━━━ DATA FOR THIS EXERCISE

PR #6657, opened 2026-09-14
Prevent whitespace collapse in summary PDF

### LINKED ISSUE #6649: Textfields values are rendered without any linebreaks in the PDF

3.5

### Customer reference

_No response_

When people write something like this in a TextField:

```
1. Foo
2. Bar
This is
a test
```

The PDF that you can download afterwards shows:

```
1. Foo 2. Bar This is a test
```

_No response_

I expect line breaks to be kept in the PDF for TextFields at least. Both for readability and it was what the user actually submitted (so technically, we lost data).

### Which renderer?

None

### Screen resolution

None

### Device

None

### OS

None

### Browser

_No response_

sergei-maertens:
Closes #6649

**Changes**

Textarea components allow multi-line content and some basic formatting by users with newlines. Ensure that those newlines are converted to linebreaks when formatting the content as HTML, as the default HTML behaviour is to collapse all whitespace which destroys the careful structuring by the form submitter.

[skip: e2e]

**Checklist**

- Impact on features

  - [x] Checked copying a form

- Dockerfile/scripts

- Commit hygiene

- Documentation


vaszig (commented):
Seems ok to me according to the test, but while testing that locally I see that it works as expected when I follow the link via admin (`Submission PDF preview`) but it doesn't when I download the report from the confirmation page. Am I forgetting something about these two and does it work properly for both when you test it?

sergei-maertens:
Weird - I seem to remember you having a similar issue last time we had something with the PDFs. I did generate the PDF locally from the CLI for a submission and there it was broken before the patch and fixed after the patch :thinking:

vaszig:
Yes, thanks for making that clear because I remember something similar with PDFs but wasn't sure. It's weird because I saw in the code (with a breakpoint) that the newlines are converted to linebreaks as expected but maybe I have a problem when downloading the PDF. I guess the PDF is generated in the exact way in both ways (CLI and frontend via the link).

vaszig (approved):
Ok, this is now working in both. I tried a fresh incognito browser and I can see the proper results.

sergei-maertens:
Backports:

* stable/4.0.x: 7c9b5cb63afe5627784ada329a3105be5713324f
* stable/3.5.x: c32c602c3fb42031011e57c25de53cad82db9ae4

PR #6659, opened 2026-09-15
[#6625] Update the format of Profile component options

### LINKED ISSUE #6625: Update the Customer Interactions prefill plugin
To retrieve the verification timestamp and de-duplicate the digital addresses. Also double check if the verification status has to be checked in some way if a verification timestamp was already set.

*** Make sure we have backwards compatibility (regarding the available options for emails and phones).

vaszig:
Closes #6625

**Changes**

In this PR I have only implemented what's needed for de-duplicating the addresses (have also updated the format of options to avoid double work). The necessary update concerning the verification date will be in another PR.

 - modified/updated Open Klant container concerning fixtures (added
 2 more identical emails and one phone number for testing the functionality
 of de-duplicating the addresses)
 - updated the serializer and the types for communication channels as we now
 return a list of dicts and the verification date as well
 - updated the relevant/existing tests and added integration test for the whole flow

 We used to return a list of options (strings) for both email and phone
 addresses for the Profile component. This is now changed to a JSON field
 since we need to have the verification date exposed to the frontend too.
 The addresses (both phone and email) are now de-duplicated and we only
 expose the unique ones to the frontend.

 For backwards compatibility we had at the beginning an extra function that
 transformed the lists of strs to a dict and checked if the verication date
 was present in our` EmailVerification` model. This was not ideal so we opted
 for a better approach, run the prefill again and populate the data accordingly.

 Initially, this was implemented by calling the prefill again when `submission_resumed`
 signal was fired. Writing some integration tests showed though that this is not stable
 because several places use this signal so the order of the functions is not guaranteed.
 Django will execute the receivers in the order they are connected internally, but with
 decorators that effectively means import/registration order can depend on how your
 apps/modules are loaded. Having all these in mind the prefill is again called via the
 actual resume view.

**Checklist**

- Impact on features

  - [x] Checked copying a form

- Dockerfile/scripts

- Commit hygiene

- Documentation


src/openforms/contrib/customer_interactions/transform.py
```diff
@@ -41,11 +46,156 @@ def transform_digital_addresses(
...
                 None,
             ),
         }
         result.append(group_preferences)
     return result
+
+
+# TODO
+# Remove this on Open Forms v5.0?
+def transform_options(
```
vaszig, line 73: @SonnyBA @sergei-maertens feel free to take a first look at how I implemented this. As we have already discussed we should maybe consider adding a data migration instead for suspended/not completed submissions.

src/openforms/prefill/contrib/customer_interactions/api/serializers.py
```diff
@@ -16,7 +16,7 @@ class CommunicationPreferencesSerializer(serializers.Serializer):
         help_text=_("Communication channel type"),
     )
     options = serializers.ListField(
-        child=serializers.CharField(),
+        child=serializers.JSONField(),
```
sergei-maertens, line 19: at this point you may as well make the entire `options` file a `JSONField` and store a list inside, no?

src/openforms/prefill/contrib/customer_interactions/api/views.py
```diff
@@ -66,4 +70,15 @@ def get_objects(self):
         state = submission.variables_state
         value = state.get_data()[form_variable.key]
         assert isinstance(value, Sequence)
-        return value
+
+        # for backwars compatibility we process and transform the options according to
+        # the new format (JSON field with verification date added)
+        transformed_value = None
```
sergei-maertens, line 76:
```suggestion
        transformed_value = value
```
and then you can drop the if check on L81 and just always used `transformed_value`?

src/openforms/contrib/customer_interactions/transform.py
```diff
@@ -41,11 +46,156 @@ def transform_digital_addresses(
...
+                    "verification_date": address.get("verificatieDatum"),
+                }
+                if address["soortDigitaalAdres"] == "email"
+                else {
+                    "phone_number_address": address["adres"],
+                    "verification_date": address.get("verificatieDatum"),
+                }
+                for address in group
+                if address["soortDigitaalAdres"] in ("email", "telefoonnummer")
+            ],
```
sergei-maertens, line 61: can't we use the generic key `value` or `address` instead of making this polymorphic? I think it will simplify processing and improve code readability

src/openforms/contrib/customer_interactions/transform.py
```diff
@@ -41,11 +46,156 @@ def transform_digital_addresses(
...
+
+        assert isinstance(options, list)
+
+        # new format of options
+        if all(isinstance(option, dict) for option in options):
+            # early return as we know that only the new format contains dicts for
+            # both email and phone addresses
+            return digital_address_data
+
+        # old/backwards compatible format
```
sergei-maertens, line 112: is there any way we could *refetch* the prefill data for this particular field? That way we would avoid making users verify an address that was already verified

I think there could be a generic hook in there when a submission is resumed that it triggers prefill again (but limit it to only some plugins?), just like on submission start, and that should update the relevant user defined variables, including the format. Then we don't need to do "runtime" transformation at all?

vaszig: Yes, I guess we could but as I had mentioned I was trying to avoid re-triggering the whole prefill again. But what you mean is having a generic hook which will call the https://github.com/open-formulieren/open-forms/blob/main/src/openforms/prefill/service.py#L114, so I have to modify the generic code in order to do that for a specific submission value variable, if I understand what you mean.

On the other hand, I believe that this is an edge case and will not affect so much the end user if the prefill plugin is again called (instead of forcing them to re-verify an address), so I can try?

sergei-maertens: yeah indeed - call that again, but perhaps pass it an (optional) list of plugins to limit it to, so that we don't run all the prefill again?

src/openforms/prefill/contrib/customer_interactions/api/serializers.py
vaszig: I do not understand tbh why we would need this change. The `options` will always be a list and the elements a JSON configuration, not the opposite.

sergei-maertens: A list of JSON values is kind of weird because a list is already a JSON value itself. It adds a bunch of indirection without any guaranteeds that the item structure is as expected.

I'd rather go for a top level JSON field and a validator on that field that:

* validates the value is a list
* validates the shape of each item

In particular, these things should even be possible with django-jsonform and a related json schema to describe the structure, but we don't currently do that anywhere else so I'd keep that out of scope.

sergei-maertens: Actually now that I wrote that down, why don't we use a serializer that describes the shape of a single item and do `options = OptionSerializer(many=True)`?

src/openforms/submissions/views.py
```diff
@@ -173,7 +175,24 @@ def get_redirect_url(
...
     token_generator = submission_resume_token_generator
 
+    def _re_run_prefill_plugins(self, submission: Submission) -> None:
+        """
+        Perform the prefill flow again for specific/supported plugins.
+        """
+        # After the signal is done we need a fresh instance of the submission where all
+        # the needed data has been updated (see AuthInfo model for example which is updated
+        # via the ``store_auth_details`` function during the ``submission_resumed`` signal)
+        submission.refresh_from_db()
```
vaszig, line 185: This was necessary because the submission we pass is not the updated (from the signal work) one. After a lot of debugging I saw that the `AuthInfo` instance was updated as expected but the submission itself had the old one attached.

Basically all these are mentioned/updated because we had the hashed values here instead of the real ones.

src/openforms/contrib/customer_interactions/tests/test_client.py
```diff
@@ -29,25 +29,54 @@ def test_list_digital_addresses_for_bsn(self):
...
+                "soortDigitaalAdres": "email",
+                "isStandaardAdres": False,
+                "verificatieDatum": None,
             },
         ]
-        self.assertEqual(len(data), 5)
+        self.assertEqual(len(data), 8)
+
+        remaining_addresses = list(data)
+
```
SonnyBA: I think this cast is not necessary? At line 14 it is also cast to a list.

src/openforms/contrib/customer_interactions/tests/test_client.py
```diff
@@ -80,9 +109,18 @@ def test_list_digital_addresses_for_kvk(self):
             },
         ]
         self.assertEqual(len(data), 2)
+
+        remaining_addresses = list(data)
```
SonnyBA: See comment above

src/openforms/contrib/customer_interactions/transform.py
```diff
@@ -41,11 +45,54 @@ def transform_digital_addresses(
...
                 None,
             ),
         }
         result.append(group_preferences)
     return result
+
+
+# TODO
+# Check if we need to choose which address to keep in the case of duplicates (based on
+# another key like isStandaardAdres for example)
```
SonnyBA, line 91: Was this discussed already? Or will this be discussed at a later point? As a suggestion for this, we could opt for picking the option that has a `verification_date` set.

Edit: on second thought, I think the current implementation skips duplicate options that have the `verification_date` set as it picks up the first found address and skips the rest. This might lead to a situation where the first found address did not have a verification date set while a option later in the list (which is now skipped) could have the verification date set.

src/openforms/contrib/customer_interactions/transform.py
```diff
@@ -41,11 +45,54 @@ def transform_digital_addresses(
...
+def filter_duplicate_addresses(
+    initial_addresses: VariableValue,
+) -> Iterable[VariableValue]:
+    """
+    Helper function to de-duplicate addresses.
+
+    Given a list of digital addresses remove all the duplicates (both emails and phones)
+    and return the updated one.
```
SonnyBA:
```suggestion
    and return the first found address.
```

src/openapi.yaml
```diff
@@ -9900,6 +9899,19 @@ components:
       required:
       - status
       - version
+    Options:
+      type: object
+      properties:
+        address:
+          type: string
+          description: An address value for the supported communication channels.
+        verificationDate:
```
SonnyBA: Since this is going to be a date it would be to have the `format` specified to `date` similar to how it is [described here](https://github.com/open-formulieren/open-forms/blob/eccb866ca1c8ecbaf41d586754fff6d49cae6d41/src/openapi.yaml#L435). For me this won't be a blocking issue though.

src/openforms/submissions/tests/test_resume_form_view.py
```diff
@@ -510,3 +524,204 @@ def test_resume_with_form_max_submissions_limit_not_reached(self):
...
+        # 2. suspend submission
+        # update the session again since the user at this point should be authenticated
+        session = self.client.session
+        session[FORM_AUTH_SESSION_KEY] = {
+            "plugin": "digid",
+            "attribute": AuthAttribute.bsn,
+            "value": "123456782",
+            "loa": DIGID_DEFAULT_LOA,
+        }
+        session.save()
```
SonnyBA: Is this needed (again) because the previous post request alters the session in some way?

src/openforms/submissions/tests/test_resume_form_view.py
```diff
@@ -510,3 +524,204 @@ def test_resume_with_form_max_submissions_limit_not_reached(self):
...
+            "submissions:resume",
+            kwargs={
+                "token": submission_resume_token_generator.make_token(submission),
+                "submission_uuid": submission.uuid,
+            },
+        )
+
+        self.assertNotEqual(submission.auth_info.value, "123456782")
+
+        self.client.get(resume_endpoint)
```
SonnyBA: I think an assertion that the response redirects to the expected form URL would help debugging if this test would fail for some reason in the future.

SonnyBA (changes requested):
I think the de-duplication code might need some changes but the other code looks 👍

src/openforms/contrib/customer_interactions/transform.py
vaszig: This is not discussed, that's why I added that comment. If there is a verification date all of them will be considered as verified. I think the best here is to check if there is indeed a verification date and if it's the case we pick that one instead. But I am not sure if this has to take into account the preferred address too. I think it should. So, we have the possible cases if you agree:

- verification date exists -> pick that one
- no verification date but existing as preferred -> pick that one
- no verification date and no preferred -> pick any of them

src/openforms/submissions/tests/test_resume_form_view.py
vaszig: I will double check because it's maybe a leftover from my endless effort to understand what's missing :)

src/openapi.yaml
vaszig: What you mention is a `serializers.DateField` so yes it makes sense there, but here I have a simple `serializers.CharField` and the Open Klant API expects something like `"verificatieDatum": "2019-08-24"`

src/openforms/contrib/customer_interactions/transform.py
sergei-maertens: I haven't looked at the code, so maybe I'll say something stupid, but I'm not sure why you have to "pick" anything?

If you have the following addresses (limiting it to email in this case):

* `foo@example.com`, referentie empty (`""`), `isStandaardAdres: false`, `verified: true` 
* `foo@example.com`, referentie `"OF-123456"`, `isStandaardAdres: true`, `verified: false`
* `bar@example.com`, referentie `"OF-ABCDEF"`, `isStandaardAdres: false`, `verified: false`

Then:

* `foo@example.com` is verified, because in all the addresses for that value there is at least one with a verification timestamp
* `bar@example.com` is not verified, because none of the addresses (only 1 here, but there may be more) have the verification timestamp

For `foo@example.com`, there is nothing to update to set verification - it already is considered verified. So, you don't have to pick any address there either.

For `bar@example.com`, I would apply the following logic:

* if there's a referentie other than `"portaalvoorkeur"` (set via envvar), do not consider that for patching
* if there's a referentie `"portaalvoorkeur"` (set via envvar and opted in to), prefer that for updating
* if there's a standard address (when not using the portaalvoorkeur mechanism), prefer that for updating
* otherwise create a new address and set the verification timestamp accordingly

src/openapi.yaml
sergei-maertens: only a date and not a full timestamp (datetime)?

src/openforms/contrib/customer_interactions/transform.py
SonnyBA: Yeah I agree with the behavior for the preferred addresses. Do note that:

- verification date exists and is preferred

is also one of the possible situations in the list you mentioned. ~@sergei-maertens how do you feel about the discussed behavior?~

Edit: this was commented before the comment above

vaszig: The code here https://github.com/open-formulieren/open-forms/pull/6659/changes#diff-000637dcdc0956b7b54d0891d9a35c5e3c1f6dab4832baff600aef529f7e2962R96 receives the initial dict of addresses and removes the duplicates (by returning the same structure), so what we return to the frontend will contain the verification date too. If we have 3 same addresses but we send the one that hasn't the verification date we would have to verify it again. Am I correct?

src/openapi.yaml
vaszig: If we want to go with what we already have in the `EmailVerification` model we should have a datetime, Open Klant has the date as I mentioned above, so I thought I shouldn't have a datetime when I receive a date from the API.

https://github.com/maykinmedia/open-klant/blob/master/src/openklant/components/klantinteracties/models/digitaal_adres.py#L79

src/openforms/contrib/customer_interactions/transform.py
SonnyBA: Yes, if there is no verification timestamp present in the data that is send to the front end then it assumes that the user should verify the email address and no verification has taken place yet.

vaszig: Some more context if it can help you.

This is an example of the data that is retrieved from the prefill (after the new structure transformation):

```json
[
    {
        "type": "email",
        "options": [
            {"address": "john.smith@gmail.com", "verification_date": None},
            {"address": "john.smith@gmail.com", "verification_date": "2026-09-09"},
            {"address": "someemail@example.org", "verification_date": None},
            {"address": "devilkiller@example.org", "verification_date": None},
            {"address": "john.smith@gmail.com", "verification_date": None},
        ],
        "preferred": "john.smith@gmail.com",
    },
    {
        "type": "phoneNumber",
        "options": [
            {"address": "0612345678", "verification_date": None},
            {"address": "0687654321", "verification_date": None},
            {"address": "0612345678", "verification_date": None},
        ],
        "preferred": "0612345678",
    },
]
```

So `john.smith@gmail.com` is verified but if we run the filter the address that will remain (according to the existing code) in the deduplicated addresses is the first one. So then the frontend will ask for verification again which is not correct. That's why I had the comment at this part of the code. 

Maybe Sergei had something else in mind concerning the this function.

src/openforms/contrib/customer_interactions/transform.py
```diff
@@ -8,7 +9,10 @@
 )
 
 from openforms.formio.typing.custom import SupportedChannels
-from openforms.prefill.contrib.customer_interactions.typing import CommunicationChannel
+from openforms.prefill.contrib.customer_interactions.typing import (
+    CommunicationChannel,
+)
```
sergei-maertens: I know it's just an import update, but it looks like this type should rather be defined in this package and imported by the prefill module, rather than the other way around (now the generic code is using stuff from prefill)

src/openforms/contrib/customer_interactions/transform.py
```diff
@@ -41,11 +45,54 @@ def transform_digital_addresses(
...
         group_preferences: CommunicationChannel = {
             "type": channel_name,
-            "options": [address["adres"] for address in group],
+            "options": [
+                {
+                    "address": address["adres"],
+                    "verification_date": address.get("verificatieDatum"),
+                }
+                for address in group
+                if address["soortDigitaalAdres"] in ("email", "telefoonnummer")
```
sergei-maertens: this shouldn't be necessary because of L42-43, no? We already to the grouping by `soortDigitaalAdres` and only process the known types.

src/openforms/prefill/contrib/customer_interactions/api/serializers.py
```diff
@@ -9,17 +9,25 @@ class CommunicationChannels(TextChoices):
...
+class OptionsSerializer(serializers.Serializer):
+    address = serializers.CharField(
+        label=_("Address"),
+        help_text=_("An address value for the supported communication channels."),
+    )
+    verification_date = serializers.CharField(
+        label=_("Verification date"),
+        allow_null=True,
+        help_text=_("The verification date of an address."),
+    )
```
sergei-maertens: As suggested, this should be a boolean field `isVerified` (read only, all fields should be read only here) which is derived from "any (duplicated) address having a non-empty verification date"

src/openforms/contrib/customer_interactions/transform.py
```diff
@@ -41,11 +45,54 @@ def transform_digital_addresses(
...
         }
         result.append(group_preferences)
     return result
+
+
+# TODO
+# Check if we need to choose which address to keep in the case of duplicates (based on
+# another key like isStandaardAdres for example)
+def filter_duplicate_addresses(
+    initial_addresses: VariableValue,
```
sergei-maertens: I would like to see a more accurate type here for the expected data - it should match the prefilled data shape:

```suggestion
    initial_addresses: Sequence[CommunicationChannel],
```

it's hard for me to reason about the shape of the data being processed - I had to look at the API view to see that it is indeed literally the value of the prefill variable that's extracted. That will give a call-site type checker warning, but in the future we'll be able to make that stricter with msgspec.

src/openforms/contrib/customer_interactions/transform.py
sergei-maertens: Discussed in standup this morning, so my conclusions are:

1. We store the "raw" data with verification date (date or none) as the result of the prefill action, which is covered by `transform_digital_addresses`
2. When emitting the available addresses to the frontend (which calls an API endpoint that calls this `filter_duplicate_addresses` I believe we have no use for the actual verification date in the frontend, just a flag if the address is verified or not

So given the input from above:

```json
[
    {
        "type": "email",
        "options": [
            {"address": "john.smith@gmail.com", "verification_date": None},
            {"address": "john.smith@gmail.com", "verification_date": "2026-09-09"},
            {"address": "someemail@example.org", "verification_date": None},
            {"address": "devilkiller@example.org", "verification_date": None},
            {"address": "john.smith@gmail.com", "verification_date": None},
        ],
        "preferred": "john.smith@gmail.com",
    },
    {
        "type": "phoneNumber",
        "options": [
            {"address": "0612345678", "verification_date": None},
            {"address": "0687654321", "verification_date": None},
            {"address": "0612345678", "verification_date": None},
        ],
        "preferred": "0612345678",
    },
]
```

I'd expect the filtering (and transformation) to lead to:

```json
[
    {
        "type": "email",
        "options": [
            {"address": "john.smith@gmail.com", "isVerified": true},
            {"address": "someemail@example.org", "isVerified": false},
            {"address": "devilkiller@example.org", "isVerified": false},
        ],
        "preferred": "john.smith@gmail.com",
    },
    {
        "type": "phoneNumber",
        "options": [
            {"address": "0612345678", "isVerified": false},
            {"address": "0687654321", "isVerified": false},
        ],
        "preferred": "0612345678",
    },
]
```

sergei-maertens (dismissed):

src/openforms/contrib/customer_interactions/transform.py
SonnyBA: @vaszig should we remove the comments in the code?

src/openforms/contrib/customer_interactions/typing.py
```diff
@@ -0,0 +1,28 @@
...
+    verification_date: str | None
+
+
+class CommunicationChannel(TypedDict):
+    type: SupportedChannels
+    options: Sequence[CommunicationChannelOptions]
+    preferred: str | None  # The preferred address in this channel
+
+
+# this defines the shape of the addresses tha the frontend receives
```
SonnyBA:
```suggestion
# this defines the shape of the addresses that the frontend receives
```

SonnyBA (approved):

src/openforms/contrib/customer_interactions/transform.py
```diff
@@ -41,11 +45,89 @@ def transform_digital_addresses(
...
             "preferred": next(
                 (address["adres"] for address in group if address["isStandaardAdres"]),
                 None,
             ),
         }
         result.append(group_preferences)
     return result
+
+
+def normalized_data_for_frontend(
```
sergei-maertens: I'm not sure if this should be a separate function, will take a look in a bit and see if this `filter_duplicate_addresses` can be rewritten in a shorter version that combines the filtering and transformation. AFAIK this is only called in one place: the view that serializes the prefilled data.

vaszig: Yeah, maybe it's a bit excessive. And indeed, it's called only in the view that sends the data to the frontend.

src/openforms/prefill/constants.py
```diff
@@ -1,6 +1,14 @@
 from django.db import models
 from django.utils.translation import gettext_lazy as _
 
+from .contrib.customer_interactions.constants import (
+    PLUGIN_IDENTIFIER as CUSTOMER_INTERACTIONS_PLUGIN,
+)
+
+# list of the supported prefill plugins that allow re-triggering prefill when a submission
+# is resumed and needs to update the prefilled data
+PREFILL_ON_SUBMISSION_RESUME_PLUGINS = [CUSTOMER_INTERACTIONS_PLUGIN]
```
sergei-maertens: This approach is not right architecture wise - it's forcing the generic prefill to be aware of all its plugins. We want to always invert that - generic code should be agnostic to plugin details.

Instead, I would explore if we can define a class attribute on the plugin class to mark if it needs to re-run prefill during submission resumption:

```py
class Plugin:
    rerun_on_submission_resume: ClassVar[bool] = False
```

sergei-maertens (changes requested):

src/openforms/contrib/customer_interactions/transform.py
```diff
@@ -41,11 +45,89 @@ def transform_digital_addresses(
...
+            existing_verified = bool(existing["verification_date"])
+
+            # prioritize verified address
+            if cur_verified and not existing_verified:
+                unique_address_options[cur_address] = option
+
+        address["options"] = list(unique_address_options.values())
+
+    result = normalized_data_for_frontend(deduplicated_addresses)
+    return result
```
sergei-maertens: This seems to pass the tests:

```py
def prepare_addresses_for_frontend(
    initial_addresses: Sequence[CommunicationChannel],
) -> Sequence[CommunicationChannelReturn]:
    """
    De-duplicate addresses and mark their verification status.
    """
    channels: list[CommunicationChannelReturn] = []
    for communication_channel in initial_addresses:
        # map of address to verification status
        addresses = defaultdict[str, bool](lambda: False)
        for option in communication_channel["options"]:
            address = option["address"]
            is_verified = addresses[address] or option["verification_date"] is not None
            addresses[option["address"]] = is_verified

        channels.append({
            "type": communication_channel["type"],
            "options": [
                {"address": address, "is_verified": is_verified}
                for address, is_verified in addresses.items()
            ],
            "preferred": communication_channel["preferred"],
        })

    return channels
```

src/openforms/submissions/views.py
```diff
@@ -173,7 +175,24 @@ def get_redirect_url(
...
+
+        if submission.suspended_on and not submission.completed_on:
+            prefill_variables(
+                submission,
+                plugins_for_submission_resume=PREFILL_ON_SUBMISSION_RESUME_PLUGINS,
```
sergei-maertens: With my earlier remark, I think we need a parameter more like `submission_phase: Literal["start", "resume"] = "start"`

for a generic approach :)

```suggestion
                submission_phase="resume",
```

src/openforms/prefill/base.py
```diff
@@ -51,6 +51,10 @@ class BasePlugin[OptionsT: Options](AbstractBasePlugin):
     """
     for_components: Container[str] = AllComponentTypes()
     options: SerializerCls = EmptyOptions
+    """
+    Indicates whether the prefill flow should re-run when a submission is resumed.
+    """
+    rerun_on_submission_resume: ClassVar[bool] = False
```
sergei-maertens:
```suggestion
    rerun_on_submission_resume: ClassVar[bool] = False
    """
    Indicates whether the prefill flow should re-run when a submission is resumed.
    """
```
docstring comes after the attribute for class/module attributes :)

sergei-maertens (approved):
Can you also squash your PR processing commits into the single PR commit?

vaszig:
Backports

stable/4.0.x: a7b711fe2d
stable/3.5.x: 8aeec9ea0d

━━━━━━

● ACTION ITEM
Please filter the entries for the word "Indicates" and copy the lines that have it.

● ANSWER SECTION
+    Indicates whether the prefill flow should re-run when a submission is resumed.
    Indicates whether the prefill flow should re-run when a submission is resumed.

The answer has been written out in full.